**WORK TO COMPLETE:**
Below are the entries; give again exactly the lines from the one mentioning "priority for developers." through the one mentioning "I think it may", inclusive.

Stored items
....

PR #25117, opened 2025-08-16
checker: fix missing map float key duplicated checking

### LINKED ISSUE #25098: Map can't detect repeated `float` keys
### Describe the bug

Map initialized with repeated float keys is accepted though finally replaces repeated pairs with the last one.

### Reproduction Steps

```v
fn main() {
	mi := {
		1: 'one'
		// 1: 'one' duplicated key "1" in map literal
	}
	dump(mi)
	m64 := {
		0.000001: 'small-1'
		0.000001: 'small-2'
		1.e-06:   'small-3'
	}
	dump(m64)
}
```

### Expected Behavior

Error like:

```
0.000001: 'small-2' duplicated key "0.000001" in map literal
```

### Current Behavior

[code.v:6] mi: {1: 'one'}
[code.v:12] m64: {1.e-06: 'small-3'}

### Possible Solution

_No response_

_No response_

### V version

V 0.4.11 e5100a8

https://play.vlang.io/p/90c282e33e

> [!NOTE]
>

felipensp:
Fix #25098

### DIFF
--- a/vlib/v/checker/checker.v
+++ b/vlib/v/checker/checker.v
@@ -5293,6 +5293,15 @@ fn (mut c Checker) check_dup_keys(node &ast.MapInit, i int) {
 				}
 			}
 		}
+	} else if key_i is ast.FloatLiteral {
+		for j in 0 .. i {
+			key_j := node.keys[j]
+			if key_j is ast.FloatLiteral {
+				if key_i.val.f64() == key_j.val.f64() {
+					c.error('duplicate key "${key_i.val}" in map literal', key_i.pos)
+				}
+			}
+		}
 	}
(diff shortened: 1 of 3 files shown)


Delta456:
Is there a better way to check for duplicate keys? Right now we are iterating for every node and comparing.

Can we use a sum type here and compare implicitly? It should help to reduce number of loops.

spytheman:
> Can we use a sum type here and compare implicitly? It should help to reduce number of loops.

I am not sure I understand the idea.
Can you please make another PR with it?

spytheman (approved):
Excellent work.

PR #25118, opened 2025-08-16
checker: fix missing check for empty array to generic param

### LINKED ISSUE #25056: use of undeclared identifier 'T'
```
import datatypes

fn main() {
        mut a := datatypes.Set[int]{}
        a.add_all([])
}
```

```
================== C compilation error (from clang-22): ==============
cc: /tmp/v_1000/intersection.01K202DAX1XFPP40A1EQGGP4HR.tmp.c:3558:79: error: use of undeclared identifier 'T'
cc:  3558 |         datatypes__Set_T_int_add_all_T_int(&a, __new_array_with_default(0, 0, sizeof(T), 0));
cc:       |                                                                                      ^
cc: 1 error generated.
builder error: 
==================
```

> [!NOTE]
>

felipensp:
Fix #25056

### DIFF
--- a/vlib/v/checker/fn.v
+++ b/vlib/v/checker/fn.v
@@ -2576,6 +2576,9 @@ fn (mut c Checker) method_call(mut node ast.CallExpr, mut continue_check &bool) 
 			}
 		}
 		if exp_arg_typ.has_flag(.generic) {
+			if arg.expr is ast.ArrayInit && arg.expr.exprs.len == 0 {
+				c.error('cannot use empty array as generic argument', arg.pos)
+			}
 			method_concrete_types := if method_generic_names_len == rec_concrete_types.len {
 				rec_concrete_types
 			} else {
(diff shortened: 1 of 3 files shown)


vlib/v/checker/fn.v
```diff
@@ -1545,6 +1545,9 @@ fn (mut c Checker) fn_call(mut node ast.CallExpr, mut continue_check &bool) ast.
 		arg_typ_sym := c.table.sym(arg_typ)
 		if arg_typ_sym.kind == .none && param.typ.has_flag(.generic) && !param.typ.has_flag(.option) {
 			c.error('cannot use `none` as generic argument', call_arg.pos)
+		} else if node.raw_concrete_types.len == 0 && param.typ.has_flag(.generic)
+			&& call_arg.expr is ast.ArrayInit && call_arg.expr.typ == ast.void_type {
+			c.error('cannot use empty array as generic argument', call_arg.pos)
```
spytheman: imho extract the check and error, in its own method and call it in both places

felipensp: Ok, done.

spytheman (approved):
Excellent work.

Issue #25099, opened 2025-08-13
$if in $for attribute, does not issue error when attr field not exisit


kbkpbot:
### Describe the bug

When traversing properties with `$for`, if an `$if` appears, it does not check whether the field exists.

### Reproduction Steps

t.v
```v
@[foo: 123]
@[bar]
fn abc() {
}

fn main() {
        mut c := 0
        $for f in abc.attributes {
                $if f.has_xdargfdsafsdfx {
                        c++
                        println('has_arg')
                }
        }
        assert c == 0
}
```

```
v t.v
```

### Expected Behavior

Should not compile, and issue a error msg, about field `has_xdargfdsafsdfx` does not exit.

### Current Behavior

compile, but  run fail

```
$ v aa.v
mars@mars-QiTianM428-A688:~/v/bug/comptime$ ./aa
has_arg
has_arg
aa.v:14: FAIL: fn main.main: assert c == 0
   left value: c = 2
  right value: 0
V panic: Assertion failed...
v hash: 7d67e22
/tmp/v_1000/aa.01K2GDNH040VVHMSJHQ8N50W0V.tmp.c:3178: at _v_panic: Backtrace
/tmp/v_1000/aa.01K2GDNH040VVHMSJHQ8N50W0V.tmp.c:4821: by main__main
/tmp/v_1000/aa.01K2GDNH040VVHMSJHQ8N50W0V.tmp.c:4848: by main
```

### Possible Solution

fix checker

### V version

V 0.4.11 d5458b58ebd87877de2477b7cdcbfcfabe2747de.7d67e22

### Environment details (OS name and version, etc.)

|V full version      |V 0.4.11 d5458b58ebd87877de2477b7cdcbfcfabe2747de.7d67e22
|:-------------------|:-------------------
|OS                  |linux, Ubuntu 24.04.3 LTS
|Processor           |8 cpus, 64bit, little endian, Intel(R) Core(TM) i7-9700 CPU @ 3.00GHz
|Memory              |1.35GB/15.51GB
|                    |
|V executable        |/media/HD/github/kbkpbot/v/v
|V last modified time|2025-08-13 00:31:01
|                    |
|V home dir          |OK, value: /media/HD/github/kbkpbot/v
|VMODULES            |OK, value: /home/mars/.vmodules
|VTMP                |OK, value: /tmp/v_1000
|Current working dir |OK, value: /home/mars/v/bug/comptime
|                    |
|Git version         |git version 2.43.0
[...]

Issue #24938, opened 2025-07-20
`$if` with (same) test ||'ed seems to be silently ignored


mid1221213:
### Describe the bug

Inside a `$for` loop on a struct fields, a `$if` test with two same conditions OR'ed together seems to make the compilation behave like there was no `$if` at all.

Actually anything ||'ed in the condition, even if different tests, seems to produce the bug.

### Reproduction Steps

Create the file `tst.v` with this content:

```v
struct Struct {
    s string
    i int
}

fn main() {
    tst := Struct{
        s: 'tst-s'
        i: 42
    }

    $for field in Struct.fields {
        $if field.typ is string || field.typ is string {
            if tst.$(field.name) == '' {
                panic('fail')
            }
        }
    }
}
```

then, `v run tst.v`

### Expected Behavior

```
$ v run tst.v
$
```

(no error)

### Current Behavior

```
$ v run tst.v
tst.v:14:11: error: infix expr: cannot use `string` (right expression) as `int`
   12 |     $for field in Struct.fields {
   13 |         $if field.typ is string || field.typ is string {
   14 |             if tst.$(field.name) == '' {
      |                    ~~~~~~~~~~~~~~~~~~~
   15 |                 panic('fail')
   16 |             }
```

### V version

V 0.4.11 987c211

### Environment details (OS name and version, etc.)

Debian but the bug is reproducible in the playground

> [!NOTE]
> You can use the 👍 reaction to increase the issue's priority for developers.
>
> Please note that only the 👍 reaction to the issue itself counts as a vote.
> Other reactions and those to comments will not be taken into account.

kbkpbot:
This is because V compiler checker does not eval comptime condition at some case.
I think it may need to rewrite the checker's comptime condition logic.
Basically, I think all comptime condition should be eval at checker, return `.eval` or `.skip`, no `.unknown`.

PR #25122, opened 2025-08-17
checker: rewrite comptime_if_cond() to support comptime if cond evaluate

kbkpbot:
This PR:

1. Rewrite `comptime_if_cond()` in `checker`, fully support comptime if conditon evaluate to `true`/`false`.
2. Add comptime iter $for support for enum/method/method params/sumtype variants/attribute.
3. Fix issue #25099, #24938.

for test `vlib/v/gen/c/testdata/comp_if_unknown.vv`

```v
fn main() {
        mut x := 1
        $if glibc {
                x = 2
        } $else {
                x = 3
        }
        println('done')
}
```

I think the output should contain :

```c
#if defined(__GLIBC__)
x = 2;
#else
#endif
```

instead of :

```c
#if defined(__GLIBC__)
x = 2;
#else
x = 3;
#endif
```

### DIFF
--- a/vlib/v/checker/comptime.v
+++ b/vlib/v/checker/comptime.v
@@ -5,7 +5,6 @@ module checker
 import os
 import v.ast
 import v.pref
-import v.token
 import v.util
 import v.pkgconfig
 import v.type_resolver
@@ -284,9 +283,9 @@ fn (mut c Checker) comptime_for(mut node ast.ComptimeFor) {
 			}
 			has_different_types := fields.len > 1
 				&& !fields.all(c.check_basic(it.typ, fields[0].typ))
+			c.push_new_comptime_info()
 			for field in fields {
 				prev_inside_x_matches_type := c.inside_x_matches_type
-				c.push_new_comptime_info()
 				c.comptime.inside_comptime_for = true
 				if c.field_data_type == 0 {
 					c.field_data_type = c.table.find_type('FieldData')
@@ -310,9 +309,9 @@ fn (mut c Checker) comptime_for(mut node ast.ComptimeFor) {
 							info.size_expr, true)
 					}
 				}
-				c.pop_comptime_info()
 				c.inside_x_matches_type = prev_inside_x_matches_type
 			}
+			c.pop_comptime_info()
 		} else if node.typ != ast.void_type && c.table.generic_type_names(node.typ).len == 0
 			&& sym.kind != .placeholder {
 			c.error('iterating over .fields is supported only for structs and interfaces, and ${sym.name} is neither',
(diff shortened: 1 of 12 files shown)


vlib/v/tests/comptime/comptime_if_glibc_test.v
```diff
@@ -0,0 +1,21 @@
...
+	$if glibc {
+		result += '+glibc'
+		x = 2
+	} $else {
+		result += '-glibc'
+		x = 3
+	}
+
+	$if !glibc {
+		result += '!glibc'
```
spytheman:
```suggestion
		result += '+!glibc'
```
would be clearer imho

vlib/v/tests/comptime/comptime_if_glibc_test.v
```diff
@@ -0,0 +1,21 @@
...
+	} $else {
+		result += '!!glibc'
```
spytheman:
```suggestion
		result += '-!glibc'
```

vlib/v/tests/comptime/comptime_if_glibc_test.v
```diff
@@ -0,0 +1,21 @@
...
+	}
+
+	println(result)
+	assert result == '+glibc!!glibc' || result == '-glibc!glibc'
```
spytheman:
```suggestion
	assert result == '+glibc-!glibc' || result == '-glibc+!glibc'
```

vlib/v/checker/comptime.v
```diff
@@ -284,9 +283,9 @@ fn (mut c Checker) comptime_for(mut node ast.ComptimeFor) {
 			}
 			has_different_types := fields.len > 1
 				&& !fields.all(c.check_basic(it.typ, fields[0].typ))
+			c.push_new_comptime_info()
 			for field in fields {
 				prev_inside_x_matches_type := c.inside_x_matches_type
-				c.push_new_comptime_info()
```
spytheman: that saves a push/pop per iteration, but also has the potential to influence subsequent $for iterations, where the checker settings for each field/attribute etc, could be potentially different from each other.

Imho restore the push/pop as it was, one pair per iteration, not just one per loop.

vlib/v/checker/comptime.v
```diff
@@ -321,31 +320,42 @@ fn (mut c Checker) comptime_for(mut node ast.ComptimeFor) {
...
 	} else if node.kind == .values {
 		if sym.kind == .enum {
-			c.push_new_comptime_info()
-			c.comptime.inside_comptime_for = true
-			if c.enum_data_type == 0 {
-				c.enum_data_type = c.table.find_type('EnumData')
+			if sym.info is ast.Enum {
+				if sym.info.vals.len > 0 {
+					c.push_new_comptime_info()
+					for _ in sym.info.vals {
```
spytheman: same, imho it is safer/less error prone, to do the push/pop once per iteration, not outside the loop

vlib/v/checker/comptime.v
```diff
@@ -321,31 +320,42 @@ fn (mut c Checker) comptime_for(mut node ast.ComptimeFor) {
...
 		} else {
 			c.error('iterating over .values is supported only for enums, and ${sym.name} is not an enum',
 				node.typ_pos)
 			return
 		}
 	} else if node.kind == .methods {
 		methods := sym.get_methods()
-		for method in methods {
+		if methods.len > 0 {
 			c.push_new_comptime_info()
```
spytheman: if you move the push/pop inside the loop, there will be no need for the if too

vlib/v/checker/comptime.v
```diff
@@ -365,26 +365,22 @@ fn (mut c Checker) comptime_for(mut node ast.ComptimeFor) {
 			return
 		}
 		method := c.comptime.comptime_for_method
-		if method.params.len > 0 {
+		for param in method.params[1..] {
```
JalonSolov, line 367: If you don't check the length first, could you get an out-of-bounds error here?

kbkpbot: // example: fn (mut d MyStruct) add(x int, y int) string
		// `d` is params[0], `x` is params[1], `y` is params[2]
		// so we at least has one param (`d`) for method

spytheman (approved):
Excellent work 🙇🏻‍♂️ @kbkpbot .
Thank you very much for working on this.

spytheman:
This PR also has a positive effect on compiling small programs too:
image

....

**TASK ANSWER:**
> You can use the 👍 reaction to increase the issue's priority for developers.
>
> Please note that only the 👍 reaction to the issue itself counts as a vote.
> Other reactions and those to comments will not be taken into account.

kbkpbot:
This is because V compiler checker does not eval comptime condition at some case.
I think it may need to rewrite the checker's comptime condition logic.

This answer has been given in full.